They started building entry options. Amaedrianna and Eldrin brainstormed ways Eldrin could be present without raising suspicion. Eldrin noted the sleeve-communication device and guessed there might be a barracks or guard post tied to the system. Then he offered a more subtle angle, becoming a kind of holy guard, someone who could bless the guards and gain access legitimately. That idea drifted into something stranger, maybe Weslyn could plant a primitive idea in a guard’s dreams over the next few days, setting up a future opening. Weslyn pushed back, saying it might be suspicious if he appeared in someone’s dreams and then showed up at the museum in waking life. Amaedrianna countered that people might chalk it up to seeing a distinctive person and then dreaming about him after.
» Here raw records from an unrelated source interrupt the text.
PR #539, opened 2022-06-21
Release 6/21/2022

kespinola:


kespinola (commented):
Blocking too. Collections should be Option<Nft> instead of Vec<CollectionNft>. 

Looking into this with @milorue today.

mpwsh (approved):

PR #540, opened 2022-06-22
NFT collection field returns single item

kespinola:
### Changes
- Switch the collection loader to return `Option<CollectionNft>` since an NFT can only be assigned to 1 collection at a time.


austinmilt (approved):

milorue (approved):
Awesome looks good

PR #547, opened 2022-06-23
Change latest events api to use include events

Bhargavamacha:


kristianeboe (approved):
I'll probably update some of the variable names / comments back on the dev branch, but good work!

Eldrin asked a key question, could Weslyn enter dreams in disguise? Weslyn wasn’t sure. In the dreamspace, things were fluid, like contested water, and people appeared closer to what they truly were. Disguise might not hold the same way.

So Eldrin proposed a test. He removed his goggles, handed them to Weslyn, and told him to nap. When sleep took him, Weslyn followed him into the dream.
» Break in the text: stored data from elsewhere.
PR #555, opened 2022-06-29
#534: add featured collections (by market cap) query

austinmilt:
This PR adds a query to get collections ordered by market cap (floor price * number of active listings).

# Changes
- added SQL query to get collections ordered by market cap (collections.rs)
- added root Graph QL query for collections by market cap (query_root.rs)

### DIFF
--- a/crates/core/src/db/queries/collections.rs
+++ b/crates/core/src/db/queries/collections.rs
@@ -110,7 +110,7 @@ fn make_by_market_cap_query_string(order_direction: OrderDirection) -> String {
             FROM listing_receipts
             INNER JOIN metadatas on (listing_receipts.metadata = metadatas.address)
             INNER JOIN metadata_collection_keys on (metadatas.address = metadata_collection_keys.metadata_address)
-            WHERE 
+            WHERE
                 ($1 IS NULL OR metadata_collection_keys.collection_address = ANY($1))
                 AND listing_receipts.purchase_receipt IS NULL
                 AND listing_receipts.canceled_at IS NULL
--- a/crates/core/src/db/queries/collections.rs
+++ b/crates/core/src/db/queries/collections.rs
@@ -67,3 +67,58 @@ fn make_by_volume_query_string(order_direction: OrderDirection) -> String {
         order_direction = order_direction
     )
 }
+
+/// Query collections ordered by market cap
+///
+/// # Errors
+/// returns an error when the underlying queries throw an error
+pub fn by_market_cap(
+    conn: &Connection,
+    addresses: impl ToSql<Nullable<Array<Text>>, Pg>,
+    order_direction: OrderDirection,
+    limit: impl ToSql<Integer, Pg>,
+    offset: impl ToSql<Integer, Pg>,
+) -> Result<Vec<Nft>> {
+    diesel::sql_query(make_by_market_cap_query_string(order_direction))
+        .bind(addresses)
+        .bind(limit)
+        .bind(offset)
+        .load(conn)
+        .context("Failed to load collections by volume")
+}
+
+fn make_by_market_cap_query_string(order_direction: OrderDirection) -> String {
+    format!(
+        r"
+    SELECT
+        metadatas.address,
+        metadatas.name,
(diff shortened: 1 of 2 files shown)


crates/core/src/db/queries/collections.rs
```diff
@@ -67,3 +67,61 @@ fn make_by_volume_query_string(order_direction: OrderDirection) -> String {
...
+        metadatas.uri,
+        metadatas.slot,
+        metadata_jsons.description,
+        metadata_jsons.image,
+        metadata_jsons.category,
+        metadata_jsons.model
+    FROM metadata_jsons
+    INNER JOIN metadatas ON (metadatas.address = metadata_jsons.metadata_address)
+    INNER JOIN (
+        SELECT metadata_collection_keys.collection_address AS collection, MIN(listing_receipts.price) * COUNT(listing_receipts.price) AS market_cap
```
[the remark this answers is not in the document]
austinmilt: I'll let @kespinola comment on what market cap should be, but I was told by @bellebellesol to use floor price * supply.

imabdulbasit (approved):

crates/core/src/db/queries/collections.rs
```diff
@@ -67,3 +67,61 @@ fn make_by_volume_query_string(order_direction: OrderDirection) -> String {
...
+            INNER JOIN metadatas on (listings.metadata = metadatas.address)
+            INNER JOIN metadata_collection_keys on (metadatas.address = metadata_collection_keys.metadata_address)
+            WHERE
+                ($1 IS NULL OR metadata_collection_keys.collection_address = ANY($1))
+                AND listings.purchase_id IS NULL
+                AND listings.canceled_at IS NULL
+            GROUP BY metadata_collection_keys.collection_address
+            ORDER BY market_cap {order_direction}
+            LIMIT $2
+            OFFSET $3
```
kespinola, line 120: Same question as before on doing the price market_cap in outer query then joining in the results table int the one returning nfts.

kespinola (changes requested):

crates/core/src/db/queries/collections.rs
kespinola: Screen Shot 2022-06-30 at 2 48 24 PM

There is a long seq scan on `listings.purchase_id IS NULL AND listings.canceled_at IS NULL` that is a pretty common lookup path so good candidate for a joint index.

austinmilt: > Screen Shot 2022-06-30 at 2 48 24 PM
> 
> There is a long seq scan on `listings.purchase_id IS NULL AND listings.canceled_at IS NULL` that is a pretty common lookup path so good candidate for a joint index.



> Screen Shot 2022-06-30 at 2 48 24 PM
> 
> There is a long seq scan on `listings.purchase_id IS NULL AND listings.canceled_at IS NULL` that is a pretty common lookup path so good candidate for a joint index.

This went a little over my SQL-noob head. Are you saying we should create another table/index for active listings, or that I should be doing something additional in my query?

austinmilt: Based on feedback of the market cap calculation, I am omitting these conditions, so not creating the index for this PR.

crates/core/src/db/queries/collections.rs
```diff
@@ -67,3 +67,61 @@ fn make_by_volume_query_string(order_direction: OrderDirection) -> String {
...
+        metadatas.uri,
+        metadatas.slot,
+        metadata_jsons.description,
+        metadata_jsons.image,
+        metadata_jsons.category,
+        metadata_jsons.model
+    FROM metadata_jsons
+    INNER JOIN metadatas ON (metadatas.address = metadata_jsons.metadata_address)
+    INNER JOIN (
+        SELECT metadata_collection_keys.collection_address AS collection, MIN(listings.price) * COUNT(listings.price) AS market_cap
```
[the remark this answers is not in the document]
austinmilt: we are going with floor X number of NFTs in the collection

kespinola (approved):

Eldrin’s dream was a forge, anvils, heat, soothing lava flowing like a slow heartbeat. In the dream, both of them looked like themselves, no goggles. Eldrin had to consciously manifest them, and only then did they appear on his dream-form. Weslyn tested the dream’s malleability by shifting forms, becoming Slate, then Dash, then Eldrin himself. He warped the environment from forge to active volcano with ease, then tried something that mattered more, he tried to locate Remington. He couldn’t.

Then Weslyn asked dream-Eldrin to hold out his hand. He summoned a fork, held it like a weapon, and asked if Eldrin would mind. Eldrin slammed the fork down through his own hand. Pain hit, blood poured, panic flickered. When they woke, there was no lasting injury, but the lesson remained, dreams could hurt, even when they didn’t leave scars.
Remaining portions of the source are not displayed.